What to produce:
Those lines of the data that hold the word "behaviour" are to be copied out.
** Opening Information given block **
PR #266, opened 2026-01-26
support sub-path in goinstall:// (implement same behaviour as go buid)

gebi:
Hi,

this PR adds support for sub-path's in `goinstall://` provider as is supported in `go install` itself too.

It implements the same behaviour as go build to find base module path.
Sadly https://pkg.go.dev/golang.org/x/tools/go/vcs is deprecated, thus this is implemented as recommended via call to `go list`.

The only real downside is, that this PR requires at least one additional external call to `go list` for every pkg that is handled via `goinstall://` even if no subpath is actually used (for actual sub-paths it results in one network call per sub-path component on each invocation).

But we get nice sub-path support
```
% ./bin install --debug goinstall://github.com/mgit-at/godeb/cmd/godeb
  • debug logs enabled, version: dev

  • Config directory is: /home/gebi/.config/bin
  • Download path set to /home/gebi/bin
  • Using base module github.com/mgit-at/godeb with sub path "/cmd/godeb"
^^^ new debug output if base module was found
  • Using provider 'goinstall' for 'goinstall://github.com/mgit-at/godeb/cmd/godeb'
  • Getting latest release for github.com/mgit-at/godeb
  • Copying for godeb@v0.0.0-20251128154812-dd468d8cd01d into /home/gebi/bin/godeb
  • Done installing godeb v0.0.0-20251128154812-dd468d8cd01d
```

Without this PR the call results in an error (`go install` directly works though)
```
% bin install --debug goinstall://github.com/mgit-at/godeb/cmd/godeb
  • debug logs enabled, version: dev

  • Config directory is: /home/gebi/.config/bin
  • Download path set to /home/gebi/bin
  • Using provider 'goinstall' for 'goinstall://github.com/mgit-at/godeb/cmd/godeb'
  • Getting latest release for github.com/mgit-at/godeb/cmd/godeb
  ⨯ command failed                                   error=failed to get latest version: invalid character 'o' in literal null (expecting 'u')
% go install github.com/mgit-at/godeb/cmd/godeb@latest
^^^ works, thus this PR
```

## output of list cmd
```
% ./bin list

Path                          Version                             URL                                             Status
/home/gebi/bin/bin            v0.24.2                             goinstall://github.com/marcosnils/bin           OK
/home/gebi/bin/godeb          v0.0.0-20251128154812-dd468d8cd01d  goinstall://github.com/mgit-at/godeb/cmd/godeb  OK
```

## `bin/config.json` looks fine
```json
        "/home/gebi/bin/godeb": {
            "path": "/home/gebi/bin/godeb",
            "remote_name": "godeb",
            "version": "v0.0.0-20251128154812-dd468d8cd01d",
            "hash": "12596ca928ce8ed94d495ae152b4dc60a532ec3b3157c415bb645ebe3e35b473",
            "url": "goinstall://github.com/mgit-at/godeb/cmd/godeb",
            "provider": "goinstall",
            "package_path": "",
            "pinned": false
        },
```

## update / ensure / remove also works
```
% ./bin update --debug
  • debug logs enabled, version: dev

  • Config directory is: /home/gebi/.config/bin
  • Download path set to /home/gebi/bin
  • Using provider 'goinstall' for 'goinstall://github.com/marcosnils/bin'
  • Checking updates for /home/gebi/bin/bin
  • Using base module github.com/mgit-at/godeb with sub path "/cmd/godeb"
  • Using provider 'goinstall' for 'goinstall://github.com/mgit-at/godeb/cmd/godeb'
  • Checking updates for /home/gebi/bin/godeb
...
% ./bin ensure
% ./bin remove godeb
```

### DIFF
--- a/pkg/providers/goinstall.go
+++ b/pkg/providers/goinstall.go
@@ -35,8 +35,14 @@ func parseRepo(path string) (string, string, string, string) {
 	return repo, tag, name, latestURL
 }
 
-func baseModulePath(arg string) (string, bool) {
-	noVer := strings.SplitN(arg, "@", 2)[0]
+func moduleRemoveVersion(mod string) string {
+	if i := strings.LastIndex(mod, "@"); i > -1 {
+		return mod[:i]
+	}
+	return mod
+}
+
+func baseModulePath(noVer string) (string, bool) {
 	parts := strings.Split(noVer, "/")
 	for len(parts) > 0 {
 		mod := strings.Join(parts, "/")
@@ -52,8 +58,9 @@ func baseModulePath(arg string) (string, bool) {
 func newGoInstall(repo string) (Provider, error) {
 	repoUrl := strings.TrimPrefix(repo, "goinstall://")
 	subPath := ""
-	baseRepoUrl, found := baseModulePath(repoUrl)
-	subPath = strings.TrimPrefix(repoUrl, baseRepoUrl)
+	repoUrlNoVer := moduleRemoveVersion(repoUrl)
+	baseRepoUrl, found := baseModulePath(repoUrlNoVer)
+	subPath = strings.TrimPrefix(repoUrlNoVer, baseRepoUrl)
 	if found && subPath != "" {
 		repoUrl = baseRepoUrl
 		log.Debugf("Using base module %s with sub path \"%s\"", repoUrl, subPath)
--- a/pkg/providers/goinstall.go
+++ b/pkg/providers/goinstall.go
@@ -14,7 +14,7 @@ import (
 )
 
 type goinstall struct {
-	name, repo, tag, latestURL string
+	name, repo, subPath, tag, latestURL string
 }
 
 func parseRepo(path string) (string, string, string, string) {
@@ -35,10 +35,31 @@ func parseRepo(path string) (string, string, string, string) {
 	return repo, tag, name, latestURL
 }
 
+func baseModulePath(arg string) (string, bool) {
+	noVer := strings.SplitN(arg, "@", 2)[0]
+	parts := strings.Split(noVer, "/")
+	for len(parts) > 0 {
+		mod := strings.Join(parts, "/")
+		out, err := exec.Command("go", "list", "-m", "-f", "{{.Path}}", mod+"@latest").Output()
+		if err == nil {
+			return strings.TrimSpace(string(out)), true
+		}
+		parts = parts[:len(parts)-1]
+	}
+	return "", false
+}
+
 func newGoInstall(repo string) (Provider, error) {
 	repoUrl := strings.TrimPrefix(repo, "goinstall://")
+	subPath := ""
+	baseRepoUrl, found := baseModulePath(repoUrl)
+	subPath = strings.TrimPrefix(repoUrl, baseRepoUrl)
+	if found && subPath != "" {
+		repoUrl = baseRepoUrl
+		log.Debugf("Using base module %s with sub path \"%s\"", repoUrl, subPath)
+	}
 	repo, tag, name, latestURL := parseRepo(repoUrl)
-	return &goinstall{repo: repo, tag: tag, name: name, latestURL: latestURL}, nil
+	return &goinstall{repo: repo, subPath: subPath, tag: tag, name: name, latestURL: latestURL}, nil
 }
 
 func getGoPath() (string, error) {
@@ -71,7 +92,7 @@ func (g *goinstall) Fetch(opts *FetchOpts) (*File, error) {
 		}
 	}
 
-	cmd := exec.Command("go", "install", fmt.Sprintf("%s@%s", g.repo, g.tag))
+	cmd := exec.Command("go", "install", fmt.Sprintf("%s%s@%s", g.repo, g.subPath, g.tag))
 
 	cmd.Stdout = os.Stdout
 	cmd.Stderr = os.Stderr


pkg/providers/goinstall.go
```diff
@@ -35,10 +35,38 @@ func parseRepo(path string) (string, string, string, string) {
...
+	}
+	return mod
+}
+
+func baseModulePath(noVer string) (string, bool) {
+	parts := strings.Split(noVer, "/")
+	for len(parts) > 0 {
+		mod := strings.Join(parts, "/")
+		out, err := exec.Command("go", "list", "-m", "-f", "{{.Path}}", mod+"@latest").Output()
+		if err == nil {
```
marcosnils, line 50: what happens if `go list` fails for other error than "no matching version". Error handling seems it needs improvement.

pkg/providers/goinstall.go
marcosnils, line 49: I'd really prefer avoiding having to do this. Is this how `go install` actually does it?

pkg/providers/goinstall.go
gebi: you are right, if the PR is "ok" in principle i'd add unit tests too, because the behaviour currently expected by the call to `go list` should be tested too.

pkg/providers/goinstall.go
gebi: i think so, yes...
```
% go install -x github.com/mgit-at/godeb/cmd/godeb@latest
# get https://proxy.golang.org/github.com/@v/list
# get https://proxy.golang.org/github.com/mgit-at/godeb/cmd/@v/list
# get https://proxy.golang.org/github.com/mgit-at/godeb/@v/list
# get https://proxy.golang.org/github.com/mgit-at/@v/list
# get https://proxy.golang.org/github.com/mgit-at/godeb/cmd/godeb/@v/list
# get https://proxy.golang.org/github.com/mgit-at/godeb/@v/list: 200 OK (0.028s)
# get https://proxy.golang.org/github.com/mgit-at/godeb/@latest
# get https://proxy.golang.org/github.com/mgit-at/godeb/cmd/@v/list: 404 Not Found (0.052s)
# get https://proxy.golang.org/github.com/@v/list: 404 Not Found (0.052s)
# get https://proxy.golang.org/github.com/mgit-at/godeb/cmd/godeb/@v/list: 404 Not Found (0.056s)
# get https://proxy.golang.org/github.com/mgit-at/godeb/@latest: 200 OK (0.028s)
# get https://proxy.golang.org/github.com/mgit-at/@v/list: 404 Not Found (0.057s)
WORK=/tmp/go-build3389364809
```

It would also be possible to call `proxy.golang.org` directly and implement the walking via the http api but at the expense of breaking and re-implementing the whole local/private/... module machinery that's hidden beneath `go list`.

sadly i could not find any other way...
the pkg holding `RepoRootForImportPath` as a separate and externally usable implementation for this got **deprecated** because of code rot https://pkg.go.dev/golang.org/x/tools/go/vcs and the only suggested solution is to call `go list` instead.

The real implementation can be found here [vcs.RepoRootForImportPath](https://cs.opensource.google/go/go/+/master:src/cmd/go/internal/vcs/vcs.go?q=symbol%3A%5Cbvcs.RepoRootForImportPath%5Cb%20case%3Ayes) and it's imho too complex and sensitive to extract, as it requires other packages from go/internal too so much so that even the pkg in `x/tools/go` gave up tracking it...

i have a implementation that parses the `-x (trace)` output of `go list`, as this tool leaks the output of `vcs.RepoRootForImportPath` there, which would require no recursive calls but after having done the impl it's that ugly to parse trace output and brittle i looked for other possibilities...

gebi: i think i've an idea how to make the default case quicker and still have a somewhat sane impl, i'll cook something up and push into this PR

marcosnils: > sadly i could not find any other way...
> the pkg holding `RepoRootForImportPath` as a separate and externally usable implementation for this got **deprecated** because of code rot [pkg.go.dev/golang.org/x/tools/go/vcs](https://pkg.go.dev/golang.org/x/tools/go/vcs) and the only suggested solution is to call `go list` instead.

 btw not sure if this helps but we've recently also fixed and extracted this functionality to use it in github.com/dagger/dagger so if needed, it can be used from here: https://github.com/dagger/dagger/blob/ba4c738ed055b37f7191678f43c3436e741c910a/engine/vcs/vcs.go#L342

gebi: nice, i've done something similar, though i extracted my base version from the current state of `go/src/cmd/go/internal/vcs/vcs.go` and the one in dagger seems to be the old deprecated version from `x/tools/go/vcs/vcs.go`.

I'd rather not touch a code that upstream deemed unmaintainable and insecure because it diverted so much that security patches can't be applied.

My idea was to implement `RepoRootForImportPath` via taking `repoRootFromVCSPaths` from current upstream and implement a stub for `repoRootForImportDynamic` using `go list`.

thus we would be shielded from much of the complexity with only the implementation of static matches/hosts (like github/gitlab/...) and one `vcsPing` call for verification from go and everything else goes out of process via `go list`.

current state is, i've a complete extract of up-to-date `vcs.go` running. But after doing that it's imho kinda ugly and defies the purpose of being exactly the same mess and unmaintainable over time, thus my idea from above...

in progress... https://github.com/gebi/goxt

d-enk:
Hi! Same bug here with `goinstall://` paths pointing to a package inside a module (`github.com/googleapis/api-linter/v2/cmd/api-linter`).

An alternative that avoids the `go list` walk-up — it's what [gup](https://github.com/nao1215/gup) does: a `go install`-built binary's build info (`debug/buildinfo.ReadFile`) already records the import path (`info.Path`), the containing module path (`info.Main.Path`) and the installed version (`info.Main.Version`). So:

- **`Fetch`**: just run `go install <path>@latest` — `go` resolves the containing module itself — and read the installed version from the built binary's build info. No pre-resolution needed.
- **`GetLatestVersion`**: take `bi.Main.Path` from the managed binary's build info and run a single `go list -m -f {{.Version}} <modulePath>@latest`. No loop, honours `GOPROXY`. Needs the managed binary's path passed in (e.g. via an optional `BinaryPathSetter` interface in `cmd/update.go`).

Happy to PR this if there's interest.

marcosnils:
hey @d-enk, happy to review and merge a PR if you have the time to  add it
** Closing Information given block **
Answer space:
support sub-path in goinstall:// (implement same behaviour as go buid)
It implements the same behaviour as go build to find base module path.
gebi: you are right, if the PR is "ok" in principle i'd add unit tests too, because the behaviour currently expected by the call to `go list` should be tested too.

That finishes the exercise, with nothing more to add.